Prosperity project helps bring farming back into fashion

Group looks to meet growing demand for fresh food from visiting ships

Kristen Miskelly leads a tour through her Saanich Native Plants nursery

There’s no place like the Saanich Peninsula for growing food in B.C.

The land is within close proximity to one of Canada’s major cities, and the growing season runs all year round.

But a lot of the land sits fallow, up to 40 per cent, according to one estimate. Which is why agriculture is one of the eight focuses for the newly created South Island Prosperity Project, which will act as an economic development agency for the region.

Three members of SIPP – executive director Emilie de Rosenroll, board member Craig Norris and board chair Bill Bergen – were recently guided through farms of the nine-acre Halliburton organic community farm with Saanich Couns. Susan Brice and Fred Haynes.

The visit prompted several discussions about how to engage new farmers, and make it a viable career choice.

“We chose the name prosperity because of what prosperity means, not just more jobs but secure jobs,” said Bergen. “Youth entering the workforce want to know, can I take up a career as a farmer and have a predictable income for my family?”

The SIPP representatives are literally on tour, meeting with stakeholders across the region.

In terms of finding a way to increase the number of working farms in Saanich and the Peninsula, that will remain a challenge. To start, Norris says there’s a need to meet the high demand for local food from the high-end yachts visiting the Inner Harbour.

“These are chefs who want local food for the private yachts, many of which are valued at $10 million and above,” said Norris, who’s the managing director for the new Victoria International Marina. “The demand is the equivalent of three fully stocked, large-scale grocery stores of food each summer.”

“That’s a bare minimum. Right now they’re asking, where’s the best chickens, where’s the best carrots, and they want local,” Norris said. “They want to feature local and showcase the best of the best.”

The geography of the Pacific Rim is helpful as Victoria can be the end of the line for cruise ships, where kitchens are stocked and gas tanks are fuelled before major crossings, Norris added.

“We don’t want to bring them to a small farm and take all their stock, we want to take them on tours and create a process to bring them into the community.”

In addition to the yachts, Haynes questioned if local food and goods could be better delivered to the many visiting cruise ships.

“Can we plug into more opportunities,” Haynes said. “What can we do as a centre to make sure it’s an easy thing to do for them when they get here?”

During their 90-minute walking tour of Halliburton, farmers guided the members of SIPP and Saanich council through the process of growing.

The key is to grow a variety of crops and not to lean heavily on one type, said Colleen Popyk of Darn Tootin, one of eight farms/nurseries that make up Halliburton.

“To replicate something like Haliburton would be incredible,” said Linda Geggie, executive director for the Capital Region Food and Agriculture Initiatives Round Table, who also joined the tour.
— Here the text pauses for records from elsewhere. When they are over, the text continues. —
PR #1805, opened 2018-08-21
Key Vault: support for soft delete

janboll:
Adding the features from closed #1517

### DIFF
--- a/azurerm/data_source_key_vault.go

Saanich paid $109,157 to SIPP in 2016 and will provide $184,634 each year until 2020 for a total of $848,000. By 2020, SIPP will have a bankroll of $9 million to begin investing into regional growth.

SIPP started in January as the South Vancouver Island Economic Development Association, which was a placeholder name. The new SIPP board of directors selected de Rosenroll, of Saanich, as the executive director.

SIPP will focus on eight initial sectors: agriculture, agribusiness and aquaculture; clean technology; ocean technology and marine space; aviation and aerospace; advanced education; advanced manufacturing; sport and culture; and construction.